[Opening Recorded information section]
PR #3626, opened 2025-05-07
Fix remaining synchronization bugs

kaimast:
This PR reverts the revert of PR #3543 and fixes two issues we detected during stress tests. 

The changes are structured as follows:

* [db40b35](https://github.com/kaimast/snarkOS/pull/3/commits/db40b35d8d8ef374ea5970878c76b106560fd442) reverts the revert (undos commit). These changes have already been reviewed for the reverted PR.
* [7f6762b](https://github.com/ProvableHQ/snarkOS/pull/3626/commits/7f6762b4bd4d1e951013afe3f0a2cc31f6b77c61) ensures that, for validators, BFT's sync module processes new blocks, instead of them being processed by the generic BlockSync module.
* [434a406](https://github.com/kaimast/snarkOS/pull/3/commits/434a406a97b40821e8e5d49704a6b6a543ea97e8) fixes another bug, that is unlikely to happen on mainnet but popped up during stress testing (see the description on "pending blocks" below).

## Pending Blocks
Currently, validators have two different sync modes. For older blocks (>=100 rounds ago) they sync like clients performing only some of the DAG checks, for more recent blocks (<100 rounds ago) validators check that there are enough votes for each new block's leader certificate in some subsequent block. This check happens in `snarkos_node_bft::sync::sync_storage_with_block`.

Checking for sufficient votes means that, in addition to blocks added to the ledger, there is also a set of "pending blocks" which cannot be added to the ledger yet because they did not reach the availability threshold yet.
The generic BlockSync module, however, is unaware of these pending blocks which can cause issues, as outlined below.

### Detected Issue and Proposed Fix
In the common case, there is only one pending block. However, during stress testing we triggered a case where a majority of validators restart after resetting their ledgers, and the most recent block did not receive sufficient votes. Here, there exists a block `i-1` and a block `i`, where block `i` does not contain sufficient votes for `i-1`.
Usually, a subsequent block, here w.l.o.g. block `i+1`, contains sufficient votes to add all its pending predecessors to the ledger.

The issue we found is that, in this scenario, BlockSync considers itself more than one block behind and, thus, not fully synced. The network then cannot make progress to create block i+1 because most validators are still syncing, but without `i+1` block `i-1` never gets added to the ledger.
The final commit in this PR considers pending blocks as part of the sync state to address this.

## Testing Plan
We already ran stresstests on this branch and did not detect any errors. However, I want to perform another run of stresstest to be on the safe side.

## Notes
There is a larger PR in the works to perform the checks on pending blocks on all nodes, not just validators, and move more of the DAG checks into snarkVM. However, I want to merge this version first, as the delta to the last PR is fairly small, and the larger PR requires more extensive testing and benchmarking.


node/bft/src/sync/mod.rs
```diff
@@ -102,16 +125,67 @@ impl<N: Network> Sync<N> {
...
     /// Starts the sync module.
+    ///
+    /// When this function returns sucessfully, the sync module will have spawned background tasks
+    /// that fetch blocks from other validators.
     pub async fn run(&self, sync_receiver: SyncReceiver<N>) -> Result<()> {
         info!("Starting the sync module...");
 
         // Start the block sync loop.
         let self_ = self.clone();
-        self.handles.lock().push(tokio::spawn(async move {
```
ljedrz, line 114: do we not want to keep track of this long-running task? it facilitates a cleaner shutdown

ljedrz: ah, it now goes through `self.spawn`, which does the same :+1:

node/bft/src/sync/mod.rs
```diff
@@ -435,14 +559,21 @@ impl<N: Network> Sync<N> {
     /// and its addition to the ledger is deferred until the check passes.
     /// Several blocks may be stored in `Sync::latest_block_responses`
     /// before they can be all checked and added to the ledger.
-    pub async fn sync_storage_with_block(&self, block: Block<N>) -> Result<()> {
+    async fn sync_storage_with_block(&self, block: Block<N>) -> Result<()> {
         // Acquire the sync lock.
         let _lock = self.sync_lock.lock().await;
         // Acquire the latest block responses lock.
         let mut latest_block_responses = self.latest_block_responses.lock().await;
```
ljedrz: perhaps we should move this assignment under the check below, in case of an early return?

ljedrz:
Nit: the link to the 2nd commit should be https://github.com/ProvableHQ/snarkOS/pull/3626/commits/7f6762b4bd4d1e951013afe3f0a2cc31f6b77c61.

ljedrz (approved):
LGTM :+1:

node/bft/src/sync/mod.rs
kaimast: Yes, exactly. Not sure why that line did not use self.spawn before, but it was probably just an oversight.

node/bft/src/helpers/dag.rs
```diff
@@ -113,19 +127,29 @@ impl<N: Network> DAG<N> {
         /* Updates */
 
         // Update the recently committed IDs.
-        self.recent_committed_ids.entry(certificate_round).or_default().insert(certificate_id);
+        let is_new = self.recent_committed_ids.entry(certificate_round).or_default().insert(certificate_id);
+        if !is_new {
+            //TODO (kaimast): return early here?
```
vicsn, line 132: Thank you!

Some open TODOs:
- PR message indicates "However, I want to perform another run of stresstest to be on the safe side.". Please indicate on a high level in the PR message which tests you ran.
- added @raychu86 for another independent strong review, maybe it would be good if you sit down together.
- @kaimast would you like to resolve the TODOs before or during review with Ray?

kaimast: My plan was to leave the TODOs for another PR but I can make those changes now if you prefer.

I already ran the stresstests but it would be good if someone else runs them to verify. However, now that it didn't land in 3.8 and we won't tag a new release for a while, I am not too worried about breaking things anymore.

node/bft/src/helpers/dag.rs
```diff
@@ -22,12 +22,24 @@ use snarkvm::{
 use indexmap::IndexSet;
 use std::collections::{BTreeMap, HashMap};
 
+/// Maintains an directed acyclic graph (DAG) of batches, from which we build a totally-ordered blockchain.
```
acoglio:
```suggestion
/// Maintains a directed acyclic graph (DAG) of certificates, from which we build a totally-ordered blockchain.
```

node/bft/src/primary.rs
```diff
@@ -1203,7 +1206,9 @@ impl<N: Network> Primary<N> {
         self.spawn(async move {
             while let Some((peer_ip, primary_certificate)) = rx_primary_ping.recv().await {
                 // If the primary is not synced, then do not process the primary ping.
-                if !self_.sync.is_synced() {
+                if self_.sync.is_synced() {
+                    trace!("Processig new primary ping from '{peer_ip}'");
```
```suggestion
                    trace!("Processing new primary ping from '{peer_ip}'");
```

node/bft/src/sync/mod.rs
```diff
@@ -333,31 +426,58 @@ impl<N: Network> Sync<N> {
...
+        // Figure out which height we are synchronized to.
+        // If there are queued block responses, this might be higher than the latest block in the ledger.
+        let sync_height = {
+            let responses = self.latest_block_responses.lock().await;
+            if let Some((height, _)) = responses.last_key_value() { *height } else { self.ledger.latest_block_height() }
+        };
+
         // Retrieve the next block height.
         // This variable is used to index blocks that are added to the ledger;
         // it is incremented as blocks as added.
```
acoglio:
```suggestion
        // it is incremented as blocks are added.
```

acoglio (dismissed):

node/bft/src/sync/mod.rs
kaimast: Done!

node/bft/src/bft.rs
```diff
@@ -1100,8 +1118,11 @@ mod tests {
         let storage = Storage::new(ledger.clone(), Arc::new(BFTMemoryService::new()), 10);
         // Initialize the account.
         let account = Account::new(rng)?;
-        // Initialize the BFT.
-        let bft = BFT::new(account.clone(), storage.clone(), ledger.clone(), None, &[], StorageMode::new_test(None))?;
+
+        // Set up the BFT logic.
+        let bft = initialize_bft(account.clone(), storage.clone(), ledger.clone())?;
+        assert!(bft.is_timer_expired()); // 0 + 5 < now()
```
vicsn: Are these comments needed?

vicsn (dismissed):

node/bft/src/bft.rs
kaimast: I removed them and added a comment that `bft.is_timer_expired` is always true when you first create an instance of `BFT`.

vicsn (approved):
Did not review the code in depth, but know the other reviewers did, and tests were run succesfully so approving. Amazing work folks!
[Closing Recorded information section]
— Exercise objective —
Every line above that contains the word "directed" should be reported.

— Reply to the exercise —
+/// Maintains an directed acyclic graph (DAG) of batches, from which we build a totally-ordered blockchain.
/// Maintains a directed acyclic graph (DAG) of certificates, from which we build a totally-ordered blockchain.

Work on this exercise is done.